Claro que o que menciono aqui não é uma definição estrita da economia. É, antes, uma noção relativa de “sem risco” no contexto em que se está inserido.

No mundo das finanças tradicionais, a taxa de retorno sem risco costuma ter como referência a rentabilidade dos títulos do Tesouro dos EUA de curto prazo, que tende a ficar, a longo prazo, em uma faixa de 2% a 5%; atualmente, está por volta de 3,80%.

Já no contexto do mercado cripto, normalmente tratamos alguns métodos de rendimento com coeficientes de segurança mais elevados como taxas de retorno sem risco ou de baixo risco.

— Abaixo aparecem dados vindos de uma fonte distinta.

PR #101, opened 2023-10-12
Fix variations parsing

benoitkugler:
I've discovered a bug when trying to load a corrupted (subsetted) font file. The issue is that we can't really trust the count of point numbers found in the 'glyf' table. 
This commit adds a check to avoid out of bounds crashes.


whereswaldon (approved):

whereswaldon:
I wouldn't complain about adding a regression test for this, but I won't require it.

andydotxyz (approved):
Likewise

benoitkugler:
Test added !

andydotxyz (approved):
Thanks

PR #102, opened 2023-10-13
Opentype font writer

benoitkugler:
This PR adds support to write an Opentype font file from a list of tables. 

This is a simple implementation, since neither font collections nor compressed format (WOFF) are supported.

This paves the way for features such as subsetter or variable font instantiater.

Conceptually, the `Write` function performs the reverse operation of `NewLoader`, so that I think it should belong to this package.

Note that the GUI toolkits are probably NOT interested by such features, but since the Go linker is able to remove dead code, it should come with no cost for end users anyway.


opentype/loader/writer.go
```diff
@@ -0,0 +1,85 @@
...
+// Table is one opentype binary table and its tag.
+type Table struct {
+	Content []byte
+	Tag     Tag
+}
+
+// Write creates a single font file from the given [tables] slice,
+// which must be sorted by Tag
+func Write(tables []Table) []byte {
+	buffer := writeTTF(tables)
```
andydotxyz, line 17: This function has a single purpose - to call `writeTTF`, which is strange - if it is generic we don't need the extra function, but if it is because this writer is for TTF perhaps the generic name isn't right?

andydotxyz (commented):
Cool addition - not quite sure about the naming though - will this support other font types like collections? if so the generic `Write` name may need clarity.

opentype/loader/writer.go
benoitkugler: Fair point. In the future, we may want to support other formats, like web font (WOFF). In such case, the Write function would become `Write(tables []Table, woff bool) []byte`, and internally call `writeTTF` or `writeWOFF`. 
But, for now, it seems indeed clearer to drop the internal function and rename `Write` to, say, `WriteTTF`.

andydotxyz (approved):

whereswaldon (approved):
Sorry for the delay. Feature looks good! Thank you.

Tomando o USD1 como exemplo: o apoio de 100% em reservas a partir da emissão ligada à família Trump + depósitos em dólares e outros equivalentes de caixa como títulos do governo dos EUA; além disso, permite resgate 1:1. Tudo isso fez com que o USD1 se tornasse uma das referências da taxa de retorno no mercado cripto.

Nas seis rodadas de atividades passadas, o USD1 manteve incentivos de alto rendimento continuamente, com uma taxa anualizada entre 4,94% e 15,56%.

Embora pareça não ser tão alta, ainda assim é significativamente maior do que os títulos do Tesouro de curto prazo dos EUA — sem falar nos outros países que adotaram políticas de aperto monetário.

A atividade do USD1, em grande medida, reteve recursos especulativos que poderiam retornar às finanças tradicionais. Para o mercado cripto obter incrementos e desenvolver-se a longo prazo, esse tipo de oportunidade de rendimento é indispensável.